Жандарм свистнул, взяв еврея за воротник, свистал всю дорогу до участка, свистал там, пока кричали на него за то, что нет у него права жительства, со свистом посадил его в тюремный вагон и свистнул, когда он показал свой нос через решетку, чтобы взглянуть на белый свет.
Он поехал во второй раз и уже пробыл в Киеве два дня и присмотрелся к чулкам, узнав, что есть чулки фильдекосовые и чулки шелковые, зеленые и фиолетовые, но только он это узнал — его снова поймали, и снова сидит он в тюремном вагоне за решеткой и смотрит на поля, на станции, на людей.
И он поехал в третий раз; полиция так к нему привыкла, что уже жить без него не могла: все спрашивала, где он, и днем искала его с шашками, а ночью — с фонарями, а писари радовались и, щелкая его по носу чернильными пальцами, говорили:
— С приездом!
А что делает еврейский нос? Из него течет кровь…
Киев — большой город, и много в нем городовых. На какую бы улицу он ни пришел, маленький еврей, который хочет купить чулки, городовые со свистом накидывались на него. Держась за сердце, он бежал и слушал, как позади гудит и трясется мостовая. По ночам ему уже снились красные усы; они неслись по воздуху, одни, без лица, и вокруг его горла еврейского обвивались.

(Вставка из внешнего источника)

PR #3218, opened 2022-09-13
fix(core): fix Rosetta detection logic for OSX

thsig:

Fixes an issue where Garden would crash on Intel macs. This is a patch for https://github.com/garden-io/garden/pull/3185.

Closes https://github.com/garden-io/garden/issues/3166

### DIFF
--- a/core/src/util/util.ts
+++ b/core/src/util/util.ts
@@ -717,10 +717,12 @@ export const isDarwinARM = memoize(() => {
     // see also https://developer.apple.com/documentation/apple-silicon/about-the-rosetta-translation-environment
     // We use execSync here, because this function is called in a constructor
     // otherwise we'd make the function async and call `spawn`
-    const stdout = execSync("sysctl -n sysctl.proc_translated", { encoding: "utf-8" })
-    if (stdout === "1\n") {
-      return true
+    try {
+      execSync("sysctl -n -q sysctl.proc_translated", { encoding: "utf-8" })
+    } catch (err) {
+      return false
     }
+    return true
   }
 
   return false


core/src/util/util.ts
```diff
@@ -717,10 +717,12 @@ export const isDarwinARM = memoize(() => {
     // see also https://developer.apple.com/documentation/apple-silicon/about-the-rosetta-translation-environment
     // We use execSync here, because this function is called in a constructor
     // otherwise we'd make the function async and call `spawn`
-    const stdout = execSync("sysctl -n sysctl.proc_translated", { encoding: "utf-8" })
-    if (stdout === "1\n") {
-      return true
+    try {
+      execSync("sysctl -n -q sysctl.proc_translated", { encoding: "utf-8" })
```
thsig, line 721: I added the `-q` (quiet) option here, since without it I always got a log line saying `sysctl: unknown oid 'sysctl.proc_translated'`.

This way, we just rely on the exit code.

stefreak: Oh, should have tested this one! Sorry for that.

stefreak (approved):
👍 LGTM, sorry for introducing this regression

core/src/util/util.ts
vvagaytsev: Just to confirm. we don't have to check the output returned by the `sysctl -n -q sysctl.proc_translated` command, right?

vvagaytsev: I think it should be ok. Anyway, we tested it on both ARM and Intel machines.

vvagaytsev (approved):

core/src/util/util.ts
stefreak: @vvagaytsev yes, apparently the command will fail on non-ARM macs. I assumed in the original change, that the sysctl will work on non-ARM macs as well, always returning 0.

Скажите мне: видели ли вы когда-нибудь бродячую бездомную собаку? Только появится ее несчастная морда, уже летят в нее камни, поднимается свист и крики, и каждый целится ударить ее по глазам.

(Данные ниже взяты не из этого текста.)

PR #3222, opened 2022-09-13
feat: allow module overlap if one or both of them are disabled

stefreak:
This fixes module validation to allow for modules to overlap, if
one of them is disabled. Example use case: one environment deploys
to kubernetes, the other environment deploys to a serverless env.

This also changes the error message: The goal was to make clear that
there are two ways to get rid of the error if the overlap is intentional.

Fixes #

- [x] TODO: I failed running the tests locally, https://github.com/garden-io/garden/blob/master/CONTRIBUTING.md#tests seems to be outdated: `error Command "test" not found. Did you mean "jest"?` – how can I run the fs.ts tests locally?

### DIFF
--- a/core/src/garden.ts
+++ b/core/src/garden.ts
@@ -1132,7 +1132,7 @@ export class Garden {
       })
       .join("\n\n")
     const message = chalk.red(dedent`
-      There are multiple enabled modules that share the same garden.yml file or are nested within another:
+      Found multiple enabled modules that share the same garden.yml file or are nested within another:
 
       ${overlapList}
 
--- a/core/src/garden.ts
+++ b/core/src/garden.ts
@@ -1132,11 +1132,18 @@ export class Garden {
       })
       .join("\n\n")
     const message = chalk.red(dedent`
-      Missing ${chalk.bold("include")} and/or ${chalk.bold("exclude")} directives on modules with overlapping paths.
-      Setting includes/excludes is required when modules have the same path (i.e. are in the same garden.yml file),
-      or when one module is nested within another.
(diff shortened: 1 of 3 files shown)


core/test/unit/src/util/fs.ts
```diff
@@ -155,6 +167,19 @@ describe("detectModuleOverlap", () => {
       expect(detectModuleOverlap({ projectRoot, gardenDirPath, moduleConfigs: [moduleA, moduleB] })).to.be.empty
     })
 
+    it("should ignore modules that set excludes", () => {
```
stefreak, line 170:
```suggestion
    it("should ignore modules that are disabled", () => {
```

core/src/garden.ts
```diff
@@ -1132,11 +1132,18 @@ export class Garden {
       })
       .join("\n\n")
     const message = chalk.red(dedent`
-      Missing ${chalk.bold("include")} and/or ${chalk.bold("exclude")} directives on modules with overlapping paths.
-      Setting includes/excludes is required when modules have the same path (i.e. are in the same garden.yml file),
-      or when one module is nested within another.
+      There are multiple enabled modules that share the same garden.yml file or are nested within another:
```
stefreak, line 1135:
```suggestion
      Found multiple enabled modules that share the same garden.yml file or are nested within another:
```

vvagaytsev:
@stefreak to run the tests you need to locate the `core` directory first:
```
cd core
yarn test
```

I tried running `yarn test` from the repo root and got the same error. But running it from `core` went well.

vvagaytsev (approved):
LGTM, this could be squashed and merged.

Травить и душить! В клетку железную ее и на шкуродерню скорее! И все удивляются, как это до сих пор ее не задушили, на шкуродерню не повезли и она дышит? Она же так без конца будет дышать.
И вот он выезжает, гицель, рыжий и красномордый, в кожаном переднике, пахнущем кровью, с длинными намыленными петлями в руках. Едет и петлями в воздухе делает круги, заранее всем показывая, как он будет душить бездомную собаку, и разбрасывает красное мясо. И она уже бежит, как на праздник, раздув ноздри, ничего не слыша и не видя, сердце ее радуется — наконец-то ей бросили кусок красного мяса. И вот тут-то со свистом настигает ее петля и, закружившись над головой, ложится прямо на горло: собака еще с куском мяса кружится в воздухе. И так он несет ее в петле, воющую, вертящуюся колесом, и сам ее еще вертит и крутит, затягивая петлю все туже и туже. И все ему мало, все ему кажется, что она будет дышать, что она не захочет умереть. Захлопнув решеткой, тычет ей еще в зубы кнут и дразнит: гав! гав!